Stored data

____

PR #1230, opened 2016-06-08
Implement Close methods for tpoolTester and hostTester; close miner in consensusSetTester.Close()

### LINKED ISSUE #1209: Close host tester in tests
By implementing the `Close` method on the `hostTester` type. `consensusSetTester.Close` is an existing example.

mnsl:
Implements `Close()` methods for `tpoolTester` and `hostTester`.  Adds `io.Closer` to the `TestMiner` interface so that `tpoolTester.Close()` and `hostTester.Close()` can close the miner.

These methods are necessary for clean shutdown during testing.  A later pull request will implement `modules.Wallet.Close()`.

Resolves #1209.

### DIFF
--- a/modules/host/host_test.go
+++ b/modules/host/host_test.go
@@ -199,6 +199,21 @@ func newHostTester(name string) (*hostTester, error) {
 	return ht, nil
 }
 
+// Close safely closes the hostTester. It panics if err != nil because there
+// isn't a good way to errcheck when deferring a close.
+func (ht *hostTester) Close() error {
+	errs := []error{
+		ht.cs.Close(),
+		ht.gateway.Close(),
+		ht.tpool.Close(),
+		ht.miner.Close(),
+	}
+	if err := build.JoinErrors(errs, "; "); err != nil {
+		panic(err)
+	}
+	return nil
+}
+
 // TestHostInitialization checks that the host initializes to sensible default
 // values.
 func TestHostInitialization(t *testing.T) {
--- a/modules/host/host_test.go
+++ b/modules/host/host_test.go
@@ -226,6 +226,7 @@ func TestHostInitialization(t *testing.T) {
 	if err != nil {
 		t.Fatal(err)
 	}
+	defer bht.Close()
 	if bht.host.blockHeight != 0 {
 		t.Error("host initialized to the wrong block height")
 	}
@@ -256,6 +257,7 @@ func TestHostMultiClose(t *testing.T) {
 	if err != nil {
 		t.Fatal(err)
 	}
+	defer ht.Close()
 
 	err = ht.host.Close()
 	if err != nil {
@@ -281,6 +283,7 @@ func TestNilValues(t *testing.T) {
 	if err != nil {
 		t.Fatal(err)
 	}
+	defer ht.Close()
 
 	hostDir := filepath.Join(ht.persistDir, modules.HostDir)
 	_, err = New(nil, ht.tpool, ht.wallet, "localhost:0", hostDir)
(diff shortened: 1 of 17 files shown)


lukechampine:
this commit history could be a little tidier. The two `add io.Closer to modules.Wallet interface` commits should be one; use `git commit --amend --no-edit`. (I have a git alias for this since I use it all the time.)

____

The problem »
Report each line in the preceding entries that holds the string "testing".

Result of the task »
These methods are necessary for clean shutdown during testing.  A later pull request will implement `modules.Wallet.Close()`.
 func TestHostInitialization(t *testing.T) {
@@ -226,6 +226,7 @@ func TestHostInitialization(t *testing.T) {
@@ -256,6 +257,7 @@ func TestHostMultiClose(t *testing.T) {
@@ -281,6 +283,7 @@ func TestNilValues(t *testing.T) {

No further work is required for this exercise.